Thanks in advance.提前致谢。 Looking forward to suggestions, ideas and answers.期待建议、想法和答案。

1 个解决方案

It depends on your use case for the model. This is twofold, firstly because of the performance (speed) required for your specific use case, and secondly in regards to the main weakness (in my opinion) with the neuMF model: if a user interacts with some more items, the predictions will not change, since they were not part of the training.这取决于model 的用例。这是双重的，首先是因为您的特定用例所需的性能（速度），其次是关于neuMF model 的主要弱点（在我看来）：如果用户与更多项目交互，预测不会改变，因为它们不是训练的一部分。 Because of this, if it is used in an real-time-online setting, the recommendations will essentially be based on previous behavior, and will not take into account the current session, unless the model is retrained.正因为如此，如果在实时在线设置中使用，推荐将基本上基于以前的行为，并且不会考虑当前的 session，除非 model 被重新训练。

The neuMF model is particularly good at batch predictions for interval recommendations. neuMF model 特别擅长区间推荐的批量预测。 If you, for example, would like to recommend items to users in a weekly email, then you would for each user, predict the output probability for each item, and then select top n (eg. 10) probabilities and recommend those.例如，如果您想要在每周 email 内向用户推荐商品，那么您将为每个用户预测每个商品的 output 概率，然后是 select 前n （例如 10）个概率并推荐它们。 (You would have to retrain the model next week, in order to get other predictions based on the users' latest item interactions.) So if there are 10000 unique items, for each user, make 10000 individual predictions, and recommend n -items based on those. （你将不得不在下周重新训练 model，以便根据用户最近的项目交互获得其他预测。
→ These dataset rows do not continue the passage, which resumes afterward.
Issue #989, opened 2019-05-29
DirectorySource.Refresh method does not update summary for changed files


wmrutten:
The `DirectorySource.Refresh()` method updates cached summaries for new and removed resources. However when a resource file has changed, the method fails to update the associated summary.

PR #990, opened 2019-05-29
fix: #989 DirectorySource.Refresh() update summaries of changed files

wmrutten:
Fix for the DirectorySource.Refresh() method to also update summaries for existing resource files that have changed.


wmrutten:
This fix can be merged with STU3 and R4 branches.

Issue #929, opened 2019-04-09
Support for Async processing request


brianpos:
In R4 FHIR has included an option for Async requesting content from the FHIR server, which is primarily intended for use with the Bulk Data processing.
We should include support for this.
http://hl7.org/fhir/r4/async.html

brianpos:
This will also need to update the prefer header handling, and also the acceptable status codes to include "202 Accepted"

ewoutkramer:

）因此，如果有 10000 个独特的项目，对于每个用户，进行 10000 个单独的预测，并基于n项目推荐在那些。 The main drawback is of course that these 10000 predictions takes a while to perform.主要缺点当然是这 10000 个预测需要一段时间才能执行。 Because of this, it might not be suitable for real-time online predictions.因此，它可能不适合实时在线预测。 On the other hand, if you are clever with parallelization of the predictions, this limitation could be surpassed as well, although, might be unnecessary.另一方面，如果你对预测的并行化很聪明，那么这个限制也可以被超越，尽管这可能是不必要的。 This because, as explained previously, the predictions will not change depending on current user interactions.这是因为，如前所述，预测不会根据当前用户交互而改变。

Using knn to cluster users in the embedding-space, and then take these users' items, and feed them into the model seems unnecessary, and in my option, defeats the purpose of the whole model-architecture.使用knn在嵌入空间中对用户进行聚类，然后获取这些用户的项目，并将它们输入 model 似乎是不必要的，而且在我看来，这违背了整个模型架构的目的。 This because the whole point of the neuMF model is to generalize a given user's interaction with items among all the other users' interaction, and base the recommendations on that, so that you can, given a user and an item, get the probability for that specific item.这是因为neuMF model 的全部意义在于在所有其他用户的交互中概括给定用户与项目的交互，并以此为基础进行推荐，这样您就可以在给定用户和项目的情况下获得该交互的概率具体项目。